File Formats: If the data grows large, use Parquet files instead of CSV. DuckDB handles Parquet files natively and much faster.
```
con.execute("CREATE TABLE data AS SELECT * FROM read_parquet(?)", [local_file])
```
Memory Allocation: Increase the Lambda function's memory (e.g., 512MB or higher) for larger datasets.
Timeouts: Ensure the function’s timeout is long enough to process larger files (e.g., 30 seconds).

Creating Parquet files is straightforward and can be done using several tools and programming libraries. Here's how you can create Parquet files depending on your preferred workflow:

1. Using Python (Pandas)

If you already have a CSV or DataFrame, you can convert it to Parquet with the pandas library.

Install Required Libraries:

pip install pandas pyarrow

Example Code:

import pandas as pd

# Create a sample DataFrame
data = {
    "timestamp": ["2024-12-01T10:15:30Z", "2024-12-01T10:16:00Z"],
    "user_id": [12345, 12346],
    "endpoint": ["/home", "/about"],
    "response_time": [200, 350],
}
df = pd.DataFrame(data)

# Save as Parquet file
df.to_parquet("data.parquet", engine="pyarrow", index=False)

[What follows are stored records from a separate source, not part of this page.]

PR #819, opened 2023-01-27
CORE-9728 Add UtxoLedgerTransaction.notary, UtxoLedgerTransaction.metadata

vlajos:
CORE-9728 Add UtxoLedgerTransaction.notary, UtxoLedgerTransaction.metadata

### DIFF
--- a/ledger/ledger-utxo/src/main/kotlin/net/corda/v5/ledger/utxo/transaction/UtxoLedgerTransaction.kt
+++ b/ledger/ledger-utxo/src/main/kotlin/net/corda/v5/ledger/utxo/transaction/UtxoLedgerTransaction.kt
@@ -2,6 +2,8 @@ package net.corda.v5.ledger.utxo.transaction
 
 import net.corda.v5.base.annotations.DoNotImplement
 import net.corda.v5.crypto.SecureHash
+import net.corda.v5.ledger.common.Party
+import net.corda.v5.ledger.common.transaction.TransactionMetadata
 import net.corda.v5.ledger.utxo.Attachment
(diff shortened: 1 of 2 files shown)


mbrkic-r3 (approved):
LGTM

lankydan (approved):

ledger/ledger-utxo/src/main/kotlin/net/corda/v5/ledger/utxo/transaction/UtxoLedgerTransaction.kt
```diff
@@ -36,6 +38,16 @@ interface UtxoLedgerTransaction {
...
 
+    /**
+     * @property notary The notary used for notarising this transaction.
+     */
+    val notary: Party
+
+    /**
+     * @property metadata The transaction's metadata.
+     */
+    val metadata: TransactionMetadata
```
lankydan, line 49: Should we add the metadata to the consensual one as well?

vlajos: It seemed to be less useful for me, since ledgerTx verify is only called from two places:
1. ConsensualSignedTransactionFactoryImpl which verifies metadata already before creating the signed Tx.
2. ConsensualFinalityBase where the signedTransaction is also available.

Also the ConsensualLedgerTransaction API is quite restricted at the moment. I did not want to expose anything just for code simplicity.

But tbh I do not see a big difference, so happy to add it there if you think that is better.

This will create a data.parquet file.

2. Using Python (DuckDB)

DuckDB itself can create Parquet files directly.

Install DuckDB:

pip install duckdb

Example Code:

import duckdb

# Sample CSV file
csv_file = "data.csv"

# Convert CSV to Parquet using DuckDB
con = duckdb.connect()
con.execute("COPY (SELECT * FROM read_csv_auto(?)) TO 'data.parquet' (FORMAT PARQUET)", [csv_file])
con.close()

This reads the CSV file and saves it as a Parquet file.

3. Using Apache Spark

If you're working with large datasets, Apache Spark is a powerful tool for handling Parquet files.

Example in PySpark:

Install PySpark:
```
pip install pyspark
```

Example Code:

from pyspark.sql import SparkSession

# Initialize Spark
spark = SparkSession.builder.appName("CSV to Parquet").getOrCreate()

# Read CSV file
df = spark.read.csv("data.csv", header=True, inferSchema=True)

# Write to Parquet
df.write.parquet("data.parquet")

4. Using Command-Line Tools

If you don’t want to write code, you can use tools like Apache Arrow’s parquet-cli to create Parquet files from CSVs.

Install parquet-tools:

brew install parquet-tools  # Mac
# or use another package manager

Convert CSV to Parquet:

csv2parquet data.csv data.parquet

5. Using AWS Services

If your data is in AWS, you can convert it using AWS Glue or Athena:

AWS Glue: Create an ETL job to transform CSVs to Parquet.
AWS Athena: Run a CREATE TABLE AS SELECT query on your S3-stored CSV to produce a Parquet file.

Why Use Parquet?

Compact: Parquet is a columnar storage format, reducing file size.
Efficient: Optimized for analytical queries, making it much faster than CSV for DuckDB or other analytical tools.
Schema Support: Preserves data types and structures.